----- SUPPLIED MATERIAL -----

PR #190, opened 2023-03-11
dtls.c: fix processing of alerts.

boaks:
If alerts remove the peer, additional records need to be dropped.

### DIFF
--- a/dtls.c
+++ b/dtls.c
@@ -4201,7 +4201,7 @@ dtls_handle_message(dtls_context_t *ctx,
 		    uint8 *msg, int msglen) {
   dtls_peer_t *peer = NULL;
   unsigned int rlen;		/* record length */
-  uint8 *data; 			/* (decrypted) payload */
+  uint8 *data = NULL;		/* (decrypted) payload */
   int data_length;		/* length of decrypted payload
 				   (without MAC and padding) */
   int err;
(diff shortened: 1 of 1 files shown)


dtls.c
```diff
@@ -4267,6 +4267,7 @@ dtls_handle_message(dtls_context_t *ctx,
   }
 
   while ((rlen = is_record(msg,msglen))) {
+
```
obgm, line 4270: Why an empty line? I think this should be removed before merge.

dtls.c
```diff
@@ -4395,8 +4407,8 @@ dtls_handle_message(dtls_context_t *ctx,
       } else {
         dtls_stop_retransmission(ctx, peer);
       }
-      break;
-
+      /* no more valid records after alerts */
+      return 0;
```
obgm, line 4411: There is [one case](https://github.com/eclipse/tinydtls/pull/190/commits/62c8c08850df36da7201871eb1e10b2d7c58268b#diff-947f252e5a6242133f45e2963433822253886eb9a6bf4c12c7163ac8e90fe017L4396) where `peer` is currently not set to `NULL` (which is correct, I think). Changing `break` to `return 0` here should not break things, but I wanted to mention this case in order to do a double-check.

dtls.c
```diff
@@ -4282,6 +4283,17 @@ dtls_handle_message(dtls_context_t *ctx,
                  content_type, epoch, pkt_seq_nr, rlen);
     }
 
+    if (!peer) {
```
obgm, line 4286: Since re-validation is triggered always at the end of this while-loop, we could decide to move the initial retrieval into this loop.

obgm (approved):
LGTM, just a couple of minor comments to take into consideration.

dtls.c
boaks: We can keep the old function for DTLS_ALERT_LEVEL_WARNING. But that would only make a difference, if such a Alert/Warning and additional records are sent within the same UDP message.
I will change it.

dtls.c
boaks: OK.

dtls.c
boaks: I kept the copy for the different logging message. 
That could be also achieved, when the snippets are merged.
I will try it.

boaks:
The comments are addressed.

dtls.c
obgm: Correct, and I think that a message that contains additional records after the alert can be treated as broken—why would an application do that?

obgm:
Still looks good :-)
I think we are ready to merge.

boaks:
> I think we are ready to merge.

Yeap, ones the test builds have succeeded :-).

PR #193, opened 2023-04-19
dtls.c: Reduce logging for unsupported tls extensions

mrdeep1:
Every unsupported tls extension is logged using dtls_warn(), and the default logging level is set to DTLS_LOG_WARN.

Update logging call to dtls_notice(), to reduce logging output noise.


boaks:
LGTM

obgm (approved):
LGTM

PR #195, opened 2023-04-24
.h files: Rename to make dtls specific

mrdeep1:
Remove include clashes, in particular with files named as global.h and session.h when used with other projects.

Future work could be to move the header files into a `include/tinydtls` directory, so that all of the includes are of the form "typydtls/dtls_global.h" etc.


boaks:
While I appreciate improvements, I'm not sure, if changing that many files with a couple of large/mid size PRs open. 
Luckily, this project is overall "tiny", so I don't see any real issue with it.

LGTM.

obgm:
I completely agree with @boaks 
We can fix the conflicts and merge this PR once the big PRs are pulled in.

-----

-- AIM OF THE EXERCISE --
Isolate the lines above that contain the word "return" and copy them.

-- RESPONSE BELOW --
+      return 0;
obgm, line 4411: There is [one case](https://github.com/eclipse/tinydtls/pull/190/commits/62c8c08850df36da7201871eb1e10b2d7c58268b#diff-947f252e5a6242133f45e2963433822253886eb9a6bf4c12c7163ac8e90fe017L4396) where `peer` is currently not set to `NULL` (which is correct, I think). Changing `break` to `return 0` here should not break things, but I wanted to mention this case in order to do a double-check.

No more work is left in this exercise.